C.  Reanalyze the Sitka89 data from exercise A using the SAS program/output here.  This
program runs one NLIN and three NLMixeds.  The NLIN and the first NLMixed are run
"by treatment," so each produces two outputs.  The respective outputs are identified by a
corresponding title.
    (1) Identify the models which are fit in each of these runs and the underlying assumptions.
    (2) Focusing on the NLIN in output # 1, make a 2x4 table of parameter estimates and
         comment on which parameters seem close (guesses can be made using approx. CIs)
         for the two treatments.
    (3) It turns out that outputs # 2 and # 3 are virtually identical, noting that the -2LL's for
        output # 2 sum to  (-206.1 + - 492.8) almost that of output # 3 (-697.2).  In model
        # 3, what is the role of the "add" terms (th1add, th2add, etc.)?
    (4) Of the models #1, #3, and # 4, which are special cases of others (nested)?
    (5) What hypothesis can be tested by comparing outputs # 3 and # 4?  Clearly list the
        hypotheses, test statistic, p-value and your conclusion.  Which parameters are random
        in these models? Do these models assume that these random parameters vary by
        different or the same amounts?
    (6) Using the model you feel best describes these data, summarize the data with your model.

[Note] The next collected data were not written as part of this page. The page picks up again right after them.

PR #2646, opened 2020-04-21
Updated to match the latest W3C specification

simon-robertson:
Updated the example code for "in-app installation flow" to match the latest W3C specifcation.

It appears the `prompt()` call now returns a promise that resolves with an object containing the `userChoice` value.

https://www.w3.org/TR/appmanifest/#beforeinstallpromptevent-interface


simon-robertson:
@googlebot I signed it!

simon-robertson:
I am closing this pull request due to the fact the Web App Manifest API still appears to be undergoing radical changes. The `beforeinstallprompt` event and the `appinstalled` event have both been removed from the spec.

https://github.com/w3c/manifest/pull/836
https://w3c.github.io/manifest/#incubations

It looks like a few web.dev articles need to be updated to reflect these changes.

        In comparing the NLIN output and the last NLMIXED, comment on the differences in
        the estimated variability associated with the LD50 parameter for each of these models.

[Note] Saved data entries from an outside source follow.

PR #2653, opened 2020-04-22
Workbox service worker tweaks

jeffposnick:
R: @samthor 
CC: @robdodson @MichaelSolati 

In the course of looking into something else service worker-related, I found a few tweaks that can optimize a your service worker a bit more (or are just best practices).

- Bumping your Workbox version dependencies in `package.json` so that they all match.

- Adding in a `dontCacheBustURLsMatching` config to your precache manifest generation, so that precaching requests for your versioned JavaScript URLs can be fulfilled from the HTTP cache.

- Changing your service worker's Rollup bundling to use [`@surma/rollup-plugin-off-main-thread`](https://github.com/surma/rollup-plugin-off-main-thread), which allows you to code split your service worker and then pull in everything you need at runtime via an AMD-style loader. This means that every time the, e.g., precache manifest changes (as part of the `virtual` chunk), users won't have to download the `workbox` or `idb-keyval` chunks.

### DIFF
--- a/build.js
+++ b/build.js
@@ -118,20 +118,6 @@ function disallowExternal(source, importer, isResolved) {
 }
 
 /**
- * Ensures that the passed Rollup result only contains a single chunk.
- *
- * @param {!Promise<rollup.RollupOutput>} rollupPromise
- * @return {!rollup.RollupChunk} the single output chunk
- */
-async function singleOutput(rollupPromise) {
-  const result = await rollupPromise;
-  if (result.output.length !== 1) {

D.  A patient swallows a tablet of Zantac, which enters the patient's gut, and begins entering
the patient's bloodstream at time t = 0.  Blood samples are then taken ever half-hour until
hour 16, and the concentration of Zantac in the patient's serum are recorded and analyzed in
the SAS program and output here.
    (1) Describe the model(s) that are being fit in the NLIN and the NLMixed, and the implicit
         assumptions. Are they fitting the same model?  What are the model parameters, and the
         roles of these for each model.
    (2) The residual plot after the NLIN highlights a problem with one of the implicit assumptions.
        Which one (assumption) is it, and what is wrong?  What are the usual ramifications of the
         violation of this (or these) assumption(s)?
    (3) Explain what is being done in the IML procedure, focusing on which function is being
        minimized in the "neg2lla" and the "neg2llb" functions.  The latter function introduces an
        additional parameter - which one is it and what is it's role?  Is it significant?  (Listing your

        null and alternative hypotheses, report the relevant test statistic, distribution, degrees of
        freedom and p-value.)  Give reliable 90%, 95% and 99% CIs for this parameter.